Generally speaking, less insulin is used with a pump than with injections. In fact, trainers typically drop the total daily dose of insulin used by an individual by about 25% when he starts using a pump because the small amounts of insulin from a pump are absorbed more consistently than insulin from one or two large injections. Needing to use less insulin overall is also associated with better weight control. However, attention to diet remains important.
Flexibility. In a study published in the September 2003 issue of the professional journal Diabetes Care, people with Type 2 diabetes used either a pump or multiple daily injections for blood glucose control. Those using a pump reported greater satisfaction than those on multiple daily injections in all areas measured, citing less life interference, more general satisfaction, greater flexibility, and more convenience.
The flexibility offered by a pump goes beyond the obvious advantage of not having to carry around an insulin vial and syringes. Because basal insulin is being constantly delivered by the pump, users are not chained to eating or exercising at certain times to match any peaks in intermediate-acting insulin. Basal rates can be increased during times of stress or illness or decreased for some spur-of-the-moment exercise.

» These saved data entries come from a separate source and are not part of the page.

PR #4937, opened 2026-07-27
fix(send): re-solve Terra Classic burn-tax fixed point on Verify Max (no 1-uluna underfunding)

### LINKED ISSUE #4854: [Fix] Terra Classic Verify re-derives native Max without re-solving the burn-tax fixed point — can underfund by 1 uluna [Send / Verify]
# [Fix] Terra Classic Verify re-derives native Max without re-solving the burn-tax fixed point — can underfund by 1 uluna [Send / Verify]

## Problem

For Terra Classic, `SendCryptoVerifyViewModel` re-derives a native Max as `candidate = balance − fee − ED` at Verify time. But `fee` embeds a **burn tax computed from the previous amount**, so the re-derived candidate does not satisfy the tax fixed point and can land 1 uluna above what the balance actually supports.

Writing `A` for the amount the Details screen produced and `A*` for the exact fixed point `(balance − baseGas) / 1.005`:

```
candidate − A = (balance − baseGas) − tax(A) − A = 1.005·A* − 1.005·A = 1.005·(A* − A)
```

So the overshoot is driven entirely by the truncation residue `A* − A`. The Verify re-derivation itself never truncates — it formats `candidate / 10^decimals` straight to a string — so it inherits whatever residue the Details screen left.

**Impact is small but non-zero:** the worst case is a 1 uluna deficit (0.000001 LUNC), which surfaces as a broadcast failure on a Max send rather than a wrong amount.

## Expected Behavior

A Terra Classic native Max should always be spendable — the Verify re-derivation should solve the burn-tax fixed point rather than reusing a fee derived from a different amount.

## Steps to Reproduce

Not reliably hand-reproducible — it depends on where the balance falls relative to the truncation residue. In simulation over 4000 balances (baseGas 30000 uluna, tax rate 0.5%) it occurs in ~0.5% of balances after #4848; see below.

1. Hold LUNC in a vault
2. Tap Max on a native LUNC send
3. For a balance whose residue lands unfavourably, the broadcast fails as underfunded

## Solution

Re-solve the fixed point at Verify instead of subtracting a stale `fee`: derive the amount from `(balance − baseGas) / (1 + taxRate)` and truncate **down**, so the resulting tax is consistent with the amount actually being sent. Alternatively clamp the re-derived candidate to the Details-screen amount when the latter is already valid.

### Must Do
- [ ] Make the Terra Classic Verify re-derivation solve the burn-tax fixed point (or clamp so it can never exceed a spendable amount)
- [ ] Add a regression test over the balance range that currently produces the 1-uluna deficit

### Must NOT Do
- Don't change the Details-screen Max path — it is correct as of #4848
- Don't change non-Terra-Classic Verify re-derivation

## Acceptance Criteria
- [ ] Build succeeds
- [ ] A Terra Classic native Max is spendable across a swept balance range (no underfunded cases)
- [ ] Non-Terra chains' Verify behaviour unchanged

## Context

Pre-existing; **not** introduced by #4848 (`fix(send): fill the full balance on Max instead of stranding a digit of dust`). Raised by Codex during that PR's review as a claimed regression and rejected after empirical checking — the causal direction is inverted. Because the deficit scales with the truncation residue, finer truncation *shrinks* it:

| truncation | underfunded cases | worst deficit |
|---|---|---|
| old, 5 dp (`decimals − 1`) | 200 / 4000 | 1 uluna |
| new, 6 dp (`decimals`) | **20 / 4000** | 1 uluna |

So #4848 improved frequency 10× and left the worst case unchanged. This issue tracks the residual case, which exists independently of that PR.

gastonm5:
## Problem

On a Terra Classic (LUNC) native **Max** send, `SendCryptoVerifyViewModel.loadGasInfoForSending()` re-derives the amount at Verify time as `candidate = balance − fee − ED`. The freshly-refetched `fee` embeds a **burn tax computed from the Details-screen amount** (`baseGas + tax(A)`), so `balance − fee` re-adds the balance the tax already consumed and can land **1 uluna above** what the balance actually supports. Once the chain recomputes the tax on the larger candidate at broadcast, the send is underfunded — a **broadcast failure on a Max send** (fund-safety, not a wrong displayed amount).

## Root cause (the fixed-point math)

Writing `A` for the Details amount and `A* = (balance − baseGas)/1.005` for the exact fixed point, with `A = floor(A*)`:

```
candidate − A = (balance − baseGas) − tax(A) − A ≈ 1.005·(A* − A)
```

The overshoot is driven entirely by the truncation residue `A* − A ∈ [0,1)`. `candidate` is therefore `A` or `A+1`; when it is `A+1`, `tax(A+1)` can exceed `tax(A)` by 1 uluna and the send underfunds. The Details-screen Max path (`SendCryptoLogic.terraClassicMaxValue`, correct as of #4848) already solves the fixed point and is spendable; only the Verify re-derivation overshoots.

## Fix

Clamp the Terra Classic Verify re-derivation to the Details amount, which already solves the fixed point:

```swift
static func verifyMaxCandidateRaw(coin:, fee:, previousAmountRaw:) -> BigInt {
    let candidate = balance - fee - existentialDeposit(for: coin)
    guard coin.chain == .terraClassic else { return candidate }
    return Swift.min(candidate, previousAmountRaw)
}
```

The clamp only ever *lowers* the re-derived amount, so it stays spendable in both directions: if the fee is unchanged/lower, it yields the spendable Details amount `A`; if the fee rose so `candidate < A`, the smaller amount owes no more tax than `A` did (`tax(candidate) ≤ tax(A)`), so `candidate + baseGas + tax(candidate) ≤ balance`. **Non-Terra-Classic re-derivation is byte-identical (`balance − fee − ED`); the Details-screen Max path is untouched.**

## Verification

- **Swept-balance regression test** (`SendMaxAmountTests.testTerraClassicVerifyMaxNeverUnderfundsAcrossSweptBalances`): sweeps 4000 contiguous balances at `baseGas = ulunaBaseGas`, rate 0.5%, and asserts (a) the pre-fix `balance − fee` formula **does** overshoot (bug is real, ~20/4000), and (b) the clamped re-derivation is spendable (`amount + baseGas + burnTax(amount) ≤ balance`) for **every** balance — **0 underfunded**. Plus 3 focused unit tests (non-Terra passthrough, Terra clamp-down, fee-grew keeps smaller candidate). **All 4 passed.**
- **Gate** (`make test`, iPhone 16 Plus): `** TEST FAILED **` / `Executed 3898 tests, 1 skipped, 1 failure`. The **sole** failure is the pre-existing, unrelated `CreateVaultSnapshotTests.testCreateVaultScreen_iPhone16Pro` sub-pixel snapshot artifact (fails identically on `main`, nothing to do with Send/Verify). All Send/Verify/Max suites are green.
- **Codex read-only review:** no correctness or fund-safety blocker; confirmed the monotonicity safety argument and that non-Terra behavior is unchanged. Non-blocking suggestions (add an explicit DOT/ED assertion, a wording nuance) deferred.
- ⚠️ **On-device Max-send broadcast verification is a manual step not performed here** — the fix is validated by the swept-range math test, not an on-chain LUNC Max send.

## Risks

- Live burn-tax rate could exceed the fallback 0.5%; the clamp only lowers the Verify amount, so a higher live rate cannot make it overshoot. Worst case is a slightly conservative Max (strands < 1 uluna), never underfunding.

## Review flags

🛑 **Fund-safety change** (prevents underfunding real Max sends) → requesting **human review + on-device Max-send verification** before merge.

Closes #4854

## Summary by CodeRabbit

* **Bug Fixes**
  * Improved maximum native-token send amount calculations during transaction verification.
  * Prevented Terra Classic send amounts from exceeding the previously confirmed spendable amount.
  * Reduced rounding and fee-related discrepancies that could cause verified transactions to be underfunded.

* **Tests**
  * Added coverage for maximum-send calculations across supported native-token chains, including Terra Classic edge cases.

### DIFF
--- a/VultisigApp/VultisigApp/Features/Send/Logic/SendCryptoLogic.swift
+++ b/VultisigApp/VultisigApp/Features/Send/Logic/SendCryptoLogic.swift
@@ -196,6 +196,29 @@ enum SendCryptoLogic {
         return scaled < .zero ? 0 : scaled.truncated(toPlaces: coin.decimals)
     }
 
+    /// Re-derive the native-Max raw amount at Verify time from a freshly
+    /// resolved `fee`. The Verify screen refetches the fee after the Details
+    /// screen produced the amount, so a native Max is re-derived here as
+    /// `balance − fee − ED`.
+    ///
+    /// Terra Classic needs a clamp: its fee embeds a proportional burn tax
+    /// computed from the amount the Details screen produced, so `balance − fee`
+    /// re-adds the balance the tax already consumed and overshoots the tax
+    /// fixed point by up to one unit. Sending that candidate underfunds by up
+    /// to 1 uluna once the chain recomputes the tax on the larger amount at
+    /// broadcast. The Details amount already solves the fixed point
+    /// (`terraClassicMaxValue`) and is spendable, so the re-derived candidate
+    /// must never exceed it — clamping down also stays spendable when the fee
+    /// rose (a smaller amount owes no more tax than the Details amount did).
+    ///
+    /// Every other chain keeps `balance − fee − ED` unchanged.
+    static func verifyMaxCandidateRaw(coin: Coin, fee: BigInt, previousAmountRaw: BigInt) -> BigInt {
+        let balance = coin.rawBalance.toBigInt(decimals: coin.decimals)
+        let candidate = balance - fee - existentialDeposit(for: coin)
+        guard coin.chain == .terraClassic else { return candidate }
+        return Swift.min(candidate, previousAmountRaw)
+    }
+
     /// Apply a percentage (0–100) to a max amount string. Used by the
     /// "25% / 50% / 75%" preset buttons in the Details screen.
     ///
--- a/VultisigApp/VultisigApp/Features/Send/ViewModels/SendCryptoVerifyViewModel.swift
+++ b/VultisigApp/VultisigApp/Features/Send/ViewModels/SendCryptoVerifyViewModel.swift
@@ -110,14 +110,19 @@ class SendCryptoVerifyViewModel: ObservableObject {
             var newAmount = transaction.amount
             // Adjust amount for max send if fee changed (only for native tokens where fee is deducted from balance)
             if transaction.sendMaxAmount && transaction.coin.isNativeToken {
-                let balance = transaction.coin.rawBalance.toBigInt(decimals: transaction.coin.decimals)
-                // Reserve the existential deposit so a DOT max-send settles at
-                // `balance − fee − ED`; `transfer_keep_alive` rejects a transfer
-                // that would reap the sender. Zero for non-ED chains — including
-                // TAO (`transfer_allow_death`) and XRP, whose rawBalance is
-                // already reserve-net, so its max settles at `balance − fee`.
-                let existentialDeposit = SendCryptoLogic.existentialDeposit(for: transaction.coin)
-                let candidate = balance - feeResult.fee - existentialDeposit
+                // `balance − fee − ED`. The ED reservation lets a DOT max-send
+                // settle at `balance − fee − ED` (`transfer_keep_alive` rejects
+                // a transfer that would reap the sender); zero for non-ED chains
+                // — including TAO (`transfer_allow_death`) and XRP, whose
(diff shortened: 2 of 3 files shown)


johnnyluo (approved):
LGTM

PR #4939, opened 2026-07-27
fix(swap): stop relabeling unknown/internal failures as money errors (#4902, #4903)

### LINKED ISSUE #4902: [Fix] Swap error handling relabels unknown errors as user-facing money errors (3 sites) [Swap]

### LINKED ISSUE #4903: [Fix] Swap payload builder disguises internal errors as insufficient funds; defaults signed provider tag to 1inch [Swap]
# [Fix] Swap payload builder disguises internal errors as "insufficient funds" and defaults the signed provider tag to 1inch [Swap]

## Problem
Two escape hatches in `buildSwapKeysignPayload`:
1. `guard let quote = transaction.quote else { throw Errors.insufficientFunds }` — a nil quote is an internal/state bug ("limit orders never reach this builder"), yet the user sees a **money error** ("insufficient funds") for what is actually a routing bug — undiagnosable.
2. `provider: quote.swapProviderId ?? .oneInch` — a `?? .oneInch` fallback **stamps the signed `GenericSwapPayload.provider`**. Dead today (all grouped EVM cases have non-nil `swapProviderId`), but a latent mislabel: a future EVM aggregator case whose `swapProviderId` is nil would be signed/attributed as 1inch.

## Location
`VultisigApp/VultisigApp/Features/Swap/Logic/SwapPayloadBuilder.swift:218-220` and `:342`

## Solution
- Throw a non-money internal error for the nil quote (`Errors.unexpectedError` already exists) instead of `insufficientFunds`.
- Make the provider non-optional at the type level (each aggregator case carries its `SwapProviderId`, or split the grouped case) so no `?? .oneInch` guess is possible.

### Must Do
- [ ] nil-quote → internal/unexpected error, not a money error
- [ ] Remove the `?? .oneInch` fallback; provider is statically known per case

### Must NOT Do
- Don't change the signed provider tag for any route that works today (byte-preserving)

## Acceptance Criteria
- [ ] A nil quote surfaces an internal error, not "insufficient funds"
- [ ] EVM aggregator swaps stamp the same `provider` as before

gastonm5:
## Problem

Five sites in the swap flow turned **unclassified or internal-state failures** (request timeout, TLS error, JSON decode failure, node 5xx, a `nil` market quote, a guessed provider) into confident, user-facing **"money" verdicts** — "amount too small", "insufficient gas", "insufficient funds". This masks the real cause and actively misleads users about their balances on a money path.

Closes two issues:
- **#4902** — unknown failures relabeled as money errors.
- **#4903** — an internal bug (`nil` quote) reported as a funding problem, and a grouped-EVM code path that defaulted a `nil` provider to `.oneInch` (which would sign a LI.FI / KyberSwap payload as 1inch).

## Root cause

Each site substituted a hard-coded `SwapError` / `SwapCryptoLogic.Errors` money case for *any* error it didn't otherwise handle, rather than surfacing the real error or an honest internal-error signal.

## Fix

**#4902 — surface the real error instead of inventing a money error:**
- `SwapService.fetchCrossChainQuote`: the final catch-all mapped every unclassified error to `SwapError.swapAmountTooSmall`; now logs and rethrows the real error. The typed `ThorchainSwapError` / `MayachainSwapError` / `SwapError` catches above are untouched.
- `SwapDetailsViewModel.updateFees`: the `default:` relabeled every non-UTXO fee failure as `insufficientGas`; now surfaces the real error. Typed UTXO cases already flowed through, so the switch collapses to `self.error = error`.
- `SwapPayloadBuilder.thorchainFee` (UTXO/Cardano): dropped the catch-all `insufficientFunds` relabel; typed `KeysignPayloadFactory.Errors` still pass through, other errors log + rethrow. A **non-positive planned fee** — previously inferred as `insufficientFunds` — is now reclassified as the internal `unexpectedError` and **fails closed** (it never propagates a zero network-fee reservation downstream), rather than either a false money verdict or silent acceptance.

**#4903 — internal bug / guessed provider:**
- `SwapPayloadBuilder.buildSwapKeysignPayload`: a `nil` market quote is an internal/state inconsistency (limit orders build via `LimitSwapPayloadAssembler`), so it now throws the internal `unexpectedError` instead of `insufficientFunds`.
- The grouped EVM case (`.oneinch` / `.lifi` / `.kyberswap`) no longer defaults `provider` to `.oneInch` when `swapProviderId` is `nil`; `swapProviderId` is non-nil for all three by construction, so a `guard let` + throw fails closed instead of mis-attributing the signed payload. **Fail-closed, never mis-signs.**

## Reconciliation with #4901 / #4907

This branch was cut before **#4907** ("tag native quotes via a per-service Strategy, not a type-probe", issue #4901) merged. #4907 touches the **same method**, `SwapService.fetchCrossChainQuote`, but a different, non-overlapping hunk: it replaced the top-of-function `switch service { … default: .thorchain }` quote-tagging block with `service.makeSwapQuote(quote)`. This branch replaces the **final catch-all**. #4907's own commit message states the catch-all "is a separate issue and is intentionally left alone", confirming they are complementary. The rebase auto-merged cleanly; the reconciled function keeps **both** changes with the three typed catches preserved between them. All 5 sites were re-verified post-merge — none were pre-empted by #4901.

## Verification

- **Full test gate** (`xcodebuild test`, whole VultisigApp suite, iPhone 16 Pro Max sim): `Executed 3896 tests, with 1 test skipped and 1 failure`. **No false-green claim:** the run reports `** TEST FAILED **`, but the *sole* failing test is `CreateVaultSnapshotTests.testCreateVaultScreen_iPhone16Pro` — a pre-existing ~sub-pixel anti-aliasing snapshot artifact on the CreateVault screen that fails identically on `main`, unrelated to swap code (a sibling PR is already tracking it). **Zero swap tests failed** — `SwapService` / `SwapPayloadBuilder` / `SwapDetailsViewModel` all green, and both new tests pass.
- **Cross-model Codex review (2 rounds):** round 1 raised one P1 — dropping the non-positive-fee guard removed a fail-closed invariant; addressed by reintroducing it as an internal `unexpectedError` (with a typed `catch let error as Errors` so it rethrows intact, not relabeled). Round 2: **no findings** — confirmed fail-closed restored, catch-ordering correct, provider guard never mis-signs, `nil`-quote change breaks no caller.
- New unit tests: `buildSwapKeysignPayload` throws `unexpectedError` (not `insufficientFunds`) on a missing quote; `updateFees` surfaces an injected generic fee error instead of `insufficientGas`.

## Risks

- **Behavior change on a money/signing path.** Errors previously swallowed into a friendly money message now surface as their real error (generic title + raw localized description). This is the intent, but the arbitrary-error UI copy should be sanity-checked on device.
- **Deferred:** a unit test for a *zero planned fee* (vs. a thrown planner failure) — `thorchainFee` is a static function with no injection seam for the UTXO/Cardano planner, so forcing a zero fee needs harness work beyond this fix's scope. The new guard's logic is covered by the Codex review.
- Touches the swap **payload/signing** path → **requires human review + on-device review** before merge.

Closes #4902
Closes #4903

### DIFF
--- a/VultisigApp/VultisigApp/Blockchain/Swaps/Common/SwapService.swift
+++ b/VultisigApp/VultisigApp/Blockchain/Swaps/Common/SwapService.swift
@@ -478,7 +478,11 @@ private extension SwapService {
         } catch let error as SwapError {
             throw error
         } catch {
-            throw SwapError.swapAmountTooSmall
+            // Any error not classified above (timeout, TLS, decode, node 5xx)
+            // is unknown here — surface the real error instead of a confident
+            // "amount too small" money verdict the app cannot actually justify.
+            logger.error("Cross-chain quote failed with unclassified error: \(error.localizedDescription, privacy: .public)")
+            throw error
         }
     }
 
--- a/VultisigApp/VultisigApp/Features/Swap/Logic/SwapPayloadBuilder.swift
+++ b/VultisigApp/VultisigApp/Features/Swap/Logic/SwapPayloadBuilder.swift
@@ -9,6 +9,9 @@
 
 import BigInt
 import Foundation
+import OSLog
+
+private let logger = Logger(subsystem: "com.vultisig.app", category: "swap-payload-builder")
 
 extension SwapCryptoLogic {
 
@@ -49,15 +52,31 @@ extension SwapCryptoLogic {
                     planFee = BigInt(plan.fee)
                 }
 
-                if planFee <= 0 && fromAmount > 0 {
-                    throw Errors.insufficientFunds
+                // A non-positive planned fee is an anomalous planner result, not
+                // a funding verdict: fail closed with an internal error rather
+                // than reserving a zero network fee downstream (or, as before,
+                // inferring "insufficient funds" from it).
+                guard planFee > 0 || fromAmount <= 0 else {
+                    logger.error("UTXO/Cardano fee planner returned a non-positive fee")
+                    throw Errors.unexpectedError
                 }
                 return planFee
+            } catch let error as KeysignPayloadFactory.Errors {
+                // The UTXO/Cardano transfer builder raises typed funding errors
+                // (notEnoughUTXO / utxoTooSmall / utxoSelectionFailed) — trust
+                // them as the authoritative "insufficient funds" signal.
+                throw error
+            } catch let error as Errors {
+                // Our own internal verdict (e.g. the non-positive-fee guard
+                // above) is already correctly typed — rethrow without relabeling.
+                throw error
             } catch {
-                if error is KeysignPayloadFactory.Errors {
-                    throw error
-                }
-                throw Errors.insufficientFunds
+                // Any other failure (fee-plan build, decode, transport) is not a
+                // funding verdict — log and surface the real error instead of
+                // inferring "insufficient funds" (previously also inferred from a
+                // non-positive planned fee).
+                logger.error("UTXO/Cardano swap-fee planning failed: \(error.localizedDescription, privacy: .public)")
+                throw error
             }
 
         case .Cosmos, .THORChain, .Polkadot, .MayaChain, .Solana, .Sui, .Ton, .Ripple, .Tron:
@@ -214,9 +233,11 @@ extension SwapCryptoLogic {
         )
 
         // Limit orders never reach this builder — they construct their
-        // payload via `LimitSwapPayloadAssembler`. Guard for symmetry.
+        // payload via `LimitSwapPayloadAssembler`. A missing quote here is an
+        // internal/state inconsistency, not a funding problem, so surface it as
+        // an internal error rather than a confident "insufficient funds" verdict.
         guard let quote = transaction.quote else {
-            throw Errors.insufficientFunds
+            throw Errors.unexpectedError
         }
 
         switch quote {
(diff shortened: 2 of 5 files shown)


johnnyluo (approved):
LGTM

You don’t even have to eat at all on a pump. The first day I used a pump was a very busy — and tiring — day. When I got home, I was too tired to fix dinner, and I was not hungry. So I skipped dinner. I checked my blood glucose about every half an hour, in increasing wonder and fascination that I wasn’t going low — the inevitable result of skipping a meal when I was on multiple daily injections. My trainer was mildly horrified, and I will say that it is not recommended that you skip a meal on your first day pumping.
Getting a pump
Insulin pumps cannot be bought off the shelf; you need a physician’s letter to get one. However, many doctors are not familiar with insulin pumps, and even some who readily prescribe pumps to people with Type 1 diabetes may be reluctant to prescribe one for a person who has Type 2 diabetes. According to Rem Laan, former director of marketing for insulin pump maker Disetronic (since acquired by Roche), “Of the 25,000 doctors in the United States who prescribe insulin, only about 2,000 prescribe pumps.” Those who prescribe pumps are more likely to be endocrinologists, so you may need to see an endocrinologist to get one, and you may need to learn to be persuasive if the doctor you see does not already prescribe pumps for people with Type 2 diabetes.
The cost of a pump and pump supplies can also be an obstacle. A pump costs about $5,500, and supplies cost about $100 per month. A portion of the cost of both pump and supplies is generally covered by a person’s health insurance. My first pump was covered at 80% and the company let me make payments on the remainder. Only $2,500 of my second pump was covered, but the company gave me a discount and let me pay off the balance. Some insurance covers all of the cost of supplies, some only a percentage, and others may pay nothing. Medicare initially only offered coverage of pumps for people with Type 1 diabetes in 2000, but because of a change made in 2002, people with Type 2 diabetes with low or low-normal C-peptide levels also qualify. (Low C-peptide levels indicate reduced insulin production by the pancreas.)